History Of Gears

Gears continue to be an integral part of any machine we use in our daily lives. From food-processors to washing machines at home to any and every conceivable automotive under the sea or up in the air, we need gears to make the main powering device (it could be an electric motor, an internal combustion engine, a jet engine or even a nuclear-powered reactor) function to its optimum capacities, and reduce or increase speed are required stages.

If you think gears are a recent phenomenon, you would be surprised to note that archaeology pins it close to 2200 years back with the first purposefully built gears supporting time-deriving devices that purportedly was built by none other than Greek thinker-mathematician-inventor Archimedes! It’s other uses then were for running water mills and moving heavy horse/ animal driven loads. Down into medieval times, it was used to move goods, indicate time (remember Big Ben of London!), turn wheels to pull water from wells, and most of all, helped blow forts, castles and fortifications to smithereens with siege catapults and trebuchets.

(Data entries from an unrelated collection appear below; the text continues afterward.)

PR #909, opened 2023-05-25
Replace built-in measures with measures in StatisticalMeasures.jl

### LINKED ISSUE #502: Add measures for multi-targets
I suppose there are two types of composition here - homogeneous and inhomogeneous, which might be implemented differently:

- homogeneous: all columns of target have the same scitype and we are we are defining our measure as a n-product of a single fixed uni-target measure `m`. Needed for time-series. 

- inhomogeneous: any two measures (multi-target or uni-target), one can take their product `m1 x m2`, to get a new multi-target measure .

We should keep in mind that multi-target predictions are tables.

### LINKED ISSUE #529: Improve querying for measures
There used to be `measures(matching(y))` but that didn't really make sense because `y` doesn't tell you whether you want to running a probabilistic model or a deterministic one. @f0lie suggests basing the query on a ready-constructed machine, which makes more sense. See https://github.com/alan-turing-institute/MLJ.jl/issues/753#issuecomment-805378211 .

Maybe something like `measures(matching(mach))`??

### LINKED ISSUE #570: Investigate loading time of LossFunctions.jl

ablaom:
In this PR we:

- (**breaking**) Remove the definition of all measures (`mae`, `log_loss`, etc), which can instead be loaded from [StatisticalMeasures.jl](https://juliaai.github.io/StatisticalMeasures.jl/dev/), which provides like-named measures, with the exception of those previously wrapped from LossFunctions.jl, which now must be explicitly imported and wrapped. (Julia >= 1.9). Breaking behaviour and workarounds are detailed below. For Julia < 1.9, make StatisticalMeasures a hard dependency and re-export it's names. For Julia 1.9 provide default measures for models using a Pkg extension, including StatisticalMeasures as a weak dependency. 

- Remove the LossFunctions.jl dependency to close #570.

- Add StatisticalMeasures.jl as a weak dependency, so that default measures can be provided through an Pkg extension, ext/DefaultMeasuresExt.jl. 

- Adapt the resampling (`evaluate!`) code (and a semi-duplication for model `Stack`s) to the new measure API set out in [StatisticalMeasuresBase.jl](https://juliaai.github.io/StatisticalMeasuresBase.jl/dev/). 

This PR closes #502, as StatisticalMeasures.jl provides some out-of-the-box multi-target measures and StatisticalMeasuresBase.jl provides a wrapper `multimeasure` to get more. Similarly, closes #529.

## Breaking behaviour relevant to many users

- In Julia 1.9 or higher, StatisticalMeasures.jl must be explicitly imported to use measures that were previously part of MLJBase (but new releases of MLJ will import StatisticalMeasures.jl, so they will be available that umbrella pkg).

-  Measures that in MLJBase skipped `NaN` values will now (at least by default) propagate those values, when imported from StatsticalMeasures.jl. Missing value behaviour is unchanged, except some measures that previously did not support `missing` now do. 

- All measures return a *single* aggregated measurement. In other words, measures
  previously reporting a measurement *per-observation* (previously subtyping
  `Unaggregated`) no longer do so. To get per-observation measurements, use the new method
  `measurements(measure, ŷ, y[, weights, class_weights])` from StatisticalMeasures.jl.
  
- Measures with a "feature argument" `X`, as in `some_measure(ŷ, y, X)`, are no longer
  supported. See [What is a
  measure?](https://juliaai.github.io/StatisticalMeasuresBase.jl/dev/implementing_new_measures/#definitions)
  for allowed signatures in measures.

- Aliases for measure types have been removed. For example `RMSE` (alias for
  `RootMeanSquaredError`) is gone. Aliases for instances, such as `rms` and
  `cross_entropy` have been preserved. The exception is `precision`, for which `ppv` can
  be used in its place. (This is to avoid conflict with `Base.precision`, which was
  previously pirated; you can also do `StatisticalMeasures.precision`.)

- `info(measure)` has been decommissioned; query docstrings or access the new [measure
  traits](https://juliaai.github.io/StatisticalMeasuresBase.jl/dev/methods/#Traits)
  individually instead. These traits are now provided by StatisticalMeasures.jl and not
  re-exported.

- Behaviour of the `measures()` method, to list all measures and associated traits, has
  changed. It now returns a dictionary instead of a vector of named tuples;
  `measures(predicate)` is decommissioned, but `measures(needle)` is preserved. (This method, 
  owned by StatisticalMeasures.jl has some new search options.)
  
- Measures that were wraps of losses from LossFunctions.jl are no longer exposed by
  MLJBase.jl. To use such a loss, you must explicitly `import LossFunctions` and wrap the
  loss appropriately.  See [Using losses from
  LossFunctions.jl](https://juliaai.github.io/StatisticalMeasures.jl/dev/examples_of_usage/#Using-losses-from-LossFunctions.jl)
  for examples.

- Some user-defined measures working in previous versions of MLJBase.jl may not work
  without modification, as they must conform to the new [StatisticalMeasuresBase.jl
  API](https://juliaai.github.io/StatisticalMeasuresBase.jl/dev/implementing_new_measures/#definitions). See
  [this tutorial](https://juliaai.github.io/StatisticalMeasuresBase.jl/dev/tutorial/) on
  how define new measures.

- The default measure for regression models (used in `evaluate/evaluate!` when `measures` is unspecified) is changed from  `rms` to `l2=LPLoss(2)` (mean sum of squares). 

## Breaking behaviour likely relevant only to developers of some client packages

- The abstract measure types `Aggregated`, `Unaggregated`, `Measure` have been
  decommissioned. (A measure is now defined purely by its [calling
  behaviour](https://juliaai.github.io/StatisticalMeasuresBase.jl/dev/implementing_new_measures/#definitions).)

- What were previously exported as measure types are now only constructors.

- `target_scitype(measure)` is decommissioned. Related is
  `StatisticalMeasures.observation_scitype` which declares an upper bound on the allowed
  scitype of a single observation
  
- `prediction_type(measure)` is decommissioned. Instead use
  `StatisticalMeasures.kind_of_proxy`.

- The trait `reports_each_observation` is decommissioned. Related is
  `StatisticalMeasures.can_report_unaggregated` which is `false` when the new
  `measurements` method returns `n` copies of the aggregated measure, where `n` is the
  number of observations provided, instead of individual observation-dependent
  measurements.

- `aggregation(measure)` has been decommissioned. Instead use
  `StatisticalMeasures.external_mode_of_aggregation(measure)`.

- `instances(measure)` has been decommissioned; query docstrings for measure aliases, or
  follow this example: `aliases = measures()[RootMeanSquaredError].aliases`.

- `is_feature_dependent(measure)` has been decommissioned. Measures consuming feature data are not longer
  supported; see above.

- `distribution_type(measure)` has been decommissioned.

- `docstring(measure)` has been decommissioned.

- Behaviour of `aggregate` has changed.

- The following traits, previously exported by MLJBase, cannot be applied to measures:
  `supports_weights`, `supports_class_weights`, `orientation`, `human_name`. Instead use
  the traits with these names provided by StatisticalMeausures.jl (they will need to be
  qualified, as in `using StatisticalMeasures; StatisticalMeasures.orientation(measure)`).


ablaom:
I'm not expecting detailed review of this PR, but think someone should at least look over the planned breakages, and so forth.
@rikhuijzer, @OkonSamuel could you take a cursory look?

src/MLJBase.jl
```diff
@@ -355,28 +302,19 @@ export ResamplingStrategy, Holdout, CV, StratifiedCV, TimeSeriesCV,
...
 # -------------------------------------------------------------------
 # re-export from Random, StatsBase, Statistics, Distributions,
 # OrderedCollections, CategoricalArrays, InvertedIndices:
 export pdf, sampler, mode, median, mean, shuffle!, categorical, shuffle,
    levels, levels!, std, Not, support, logpdf, LittleDict
 
+# for julia < 1.9
+if !isdefined(Base, :get_extension)
+    include(joinpath("..","ext", "DefaultMeasuresExt.jl"))
+    @reexport using .DefaultMeasuresExt.StatisticalMeasures
```
rikhuijzer, line 317: So `StatisticalMeasures` is only available in the public (re-exported) scope in Julia 1.9 or does the new extensions system from Julia automatically bring things to the public scope? (I'm not familiar with the new system yet)

src/composition/models/stacking.jl
```diff
@@ -378,21 +378,30 @@ model_2, ...), ...)
...
+
+    # For each model we record the results mimicking the fields of PerformanceEvaluation
     results = NamedTuple{modelnames}(
         [(
             measure = stack.measures,
             measurement = Vector{Any}(undef, n_measures),
             operation = _actual_operations(nothing, stack.measures, model, verbosity),
             per_fold = [Vector{Any}(undef, nfolds) for _ in 1:n_measures],
-            per_observation = Vector{Union{Missing, Vector{Any}}}(missing, n_measures),
+            per_observation = [Vector{Vector{Any}}(undef, nfolds) for _ in 1:n_measures],
```
rikhuijzer, line 404: Just to double check, `per_observation` is now a `Vector{Vector{Vector{Any}}}`?

rikhuijzer (commented):
I don't understand all the nuances of this large change, but here are some extra thoughts:

- Due to the large amount of changes, is this a nice moment to go to v1.0.0? Versions of 1 and up have the benefit that there is more control due to MAJOR.MINOR.PATCH instead of MAJOR.MINOR/PATCH. Also there is a risk of being mocked at https://0ver.org/ when staying at <1.0.0 :stuck_out_tongue: 
- Should there also be a migration guide somewhere like in the docs? The PR description would be reasonable, but also contains non-essential information making it harder for clients to migrate.

rikhuijzer:
Overall this PR looks like an improvement. The main idea was to make `StatisticalMeasures.jl` easier available to other packages, right? Maybe also good to clarify for users.

In general I'm in favor of merging this. It looks like a clear improvement.

src/MLJBase.jl
ablaom: If `using MLJBase` without MLJ, then, in Julia 1.9 or higher, `StatisticalMeasures` must be explicitly imported to use measures that were previously part of MLJBase (the names are automatically re-exported by a pkg extension). For earlier of Julia versions, StatisticalMeasures.jl is a hard dependency (through a hack that is standard practice).  If `using MLJ`, then all previous measures are still available, because StatisticalMeasures.jl will be a hard dep of MLJ.

src/composition/models/stacking.jl
ablaom: Yeah, `per_observation[i][j][k]` is the the measurement for the kth observation, in the jth fold, for the ith measure. There no longer can be `missing`s because measures that don't compute per-observation measurements, simply report copies of the aggregated instead.

ablaom:
> Due to the large amount of changes, is this a nice moment to go to v1.0.0? Versions of 1 and up have the benefit that there is more control due to MAJOR.MINOR.PATCH instead of MAJOR.MINOR/PATCH. Also there is a risk of being mocked at https://0ver.org/ when staying at <1.0.0 😛

Version 1.0.0 it is. 

> Should there also be a migration guide somewhere like in the docs? The PR description would be reasonable, but also contains non-essential information making it harder for clients to migrate.

Good idea. https://github.com/alan-turing-institute/MLJ.jl/blob/measure/docs/src/performance_measures.md#migration-guide-for-changes-to-measures-in-mljbase-10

In its earliest avatars, gears were made of wooden cogs which stuck out at regular intervals from a circular wheel. The cogs would protrude either outwards or side-wards so as to be able to touch and move (or be moved by) other objects. In these forms, they also moved massive stones, boulders and logs across vast distances. It was not until the 1800s that gears as a concept and facilitator device, come out into its own. What brought this change then on, is rather easy to note! AUTOMOTIVES, and add to that the industrial revolution especially in Great Britain where every machine built in those days had to have gears to make it efficient, both to do the job, and do it with just the right kind or resources.

Built in various shapes and forms, the truly successful model which can be called an automobile even by today’s exacting standards was the one built by Karl Benz in 1885 in Mannheim, Germany. This one invention practically opened the flood-gates to one of life’s luxuries which over the centuries is today worth a multi-trillion USD industry! At the centre of the efficient functioning of any automotive, be it road-based, rail-based, sea or air-based in the efficient functioning of the gears to transfer power from the engine or to either speed up things or reduce it to slow down the vehicle/ machine. In the functioning of automobiles, this has been of particular importance and is the single-most reason behind its astronomical growth.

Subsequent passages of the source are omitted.